Implication of iron nitride species to enhance the catalytic activity and stability of carbon nanotubes supported Fe catalysts for carbon-free hydrogen production via low-temperature ammonia decomposition

This study was aimed to boost the catalytic ability of carbon nanotubes (CNTs) supported Fe-based catalysts, prepared by using wet-impregnation and followed by nitrogenization, for carbon-free hydrogen production from NH3 decomposition at a low temperature. The nitrogenization temperature and iron loading had significant effects on the size of the well-dispersed Fe2N crystallites. The Fe3O4/CNTs catalysts at a higher nitrogenation temperature under NH3 flow with a suitable Fe content led to the formation of the stable and uniformly distributed Fe2N species, which played an active role in the enhanced catalytic ability of the Fe3O4/CNTs catalysts. However, the nitrogenization of the Fe3O4/CNTs catalyst under either H-2 or Ar led to the formation of the Fe4N and Fe2N species. In the presence of the Fe4N phases, the Fe3O4/CNTs catalyst exhibited an enhanced catalytic activity.

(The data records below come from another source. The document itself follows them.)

PR #152, opened 2017-05-11
Added: Interface for evaluating function derivatives

kmokstad:
Can be used for evaluating the residual of analytical solutions.
The default implementation returns zero, sub-classes have to implement the derivatives when needed.

The key ingredient is the intermediate template class SpatialFunction, which adds the interface for evaluating the derivatives. Notice also that RealFunc, VecFunc and [S]TensorFunc now are classes and not typedefs.

Only minor impact on a few of the apps (mainly some include-statements), will be added later when/if
this one is  merged. Not sure about that though, as not 100% happy with the design, and there might be compiler issues for all I know. Adding it here anyway such that those who care may have a look.


akva2:
i see no hook for expression functions? other than that it seems to be a straight forward extension.

kmokstad:
The Expression class only have the `Evaluate` method. I see no `Differentiate` method, which would require it to symbolically differentiate the expression the user provided (such a feature would be neat though, like maple, Mathematica, etc.). As it is now, the user would need to provide the expression for the differentiated expressions explicitly. Then the SpatialFunction::[d]deriv methods could be overloaded to evaluate these. That is a possible extension, but I didn't need that (yet), as I only use this for the NavierPlate solution so far (KirchhoffLove integrand).

akva2:
That would be what I had in mind. Some way for user to specify those derivatives. I understood that you had not needed it but it should be added before merge was all

kmokstad:
Sure, will do that

kmokstad:
jenkins build this with downstreams ifem-elasticity=23 ifem-stokes=67 please

src/Utility/ExprFunctions.C
```diff
@@ -186,6 +186,12 @@ EvalFunction::EvalFunction (const char* function)
   // Note, this will also catch things like tan(x), but...
   std::string expr(function);
   IAmConstant = expr.find_first_of('t') > expr.size();
+
+  // Need to do this, since they are fixed-size arrays, not vectors
+  for (auto& it : gradient)
```
akva2: you can use the init list instead, gradient{}, dgradient{} or you can use class initialization, gradient = {}, dgradient = {}.

src/Utility/ExprFunctions.C
```diff
@@ -223,24 +271,142 @@ Real EvalFunction::evaluate (const Vec3& X) const
...
   return result;
 }
 
 
 template<>
+Vec3 VecFuncExpr::deriv (const Vec3& X, int dir) const
+{
+  Vec3 result;
+
+  for (size_t i = 0; i < 3 && i < nsd; ++i)
```
akva2: && p[i] maybe.

src/Utility/ExprFunctions.C
kmokstad: I go for the first one : `gradient{}`

src/Utility/ExprFunctions.C
kmokstad: You mean `for (size_t i = 0; i < 3 && i < nsd && p[i]; ++i)` ?

Not sure that is necessary, because nsd is set to p.size() in the VexFuncExpr constructor (via the default setNoDim()) method, and should only contain non-nulls.

kmokstad:
jenkins build this with downstreams ifem-elasticity=23 ifem-stokes=67 please

PR #154, opened 2017-05-15
Added: An extra matrix3d method + test

kmokstad:
Another convenience method. Using this in the alternative Kirchhoff-Love integrand, where outer_product of columns of d2NdX2 are needed.


akva2:
looks fine.

PR #156, opened 2017-05-16
Fixed: 1D default geometry with nonzero X0

kmokstad:
The single-patch 1D model generator produce incorrect geometry if you specify X0.
This is a proposed fix to that.


akva2:
please update test suite. also there is a test with X0 there so i'm a bit confused.

kmokstad:
There. It was only the case with both X0 and L specified that failed. That case was not covered by the test. But now I added one. Not totally satisfied, as I had to remove some ".0" in the others, but..

akva2:
great, thx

In brief, the collaborative interaction of the active site Fe2N and carbon nanotubes in the Fe2N/CNTs catalysts resulted in a significant increase in the catalytic activity and durability up to 40 h. The effective control of the density of the active sites Fe2N and the synergism between the carrier and the crystallite composition of iron nitrides are the key aspects for the efficient design of the transition nitride catalysts for carbon-free hydrogen production via ammonia decomposition.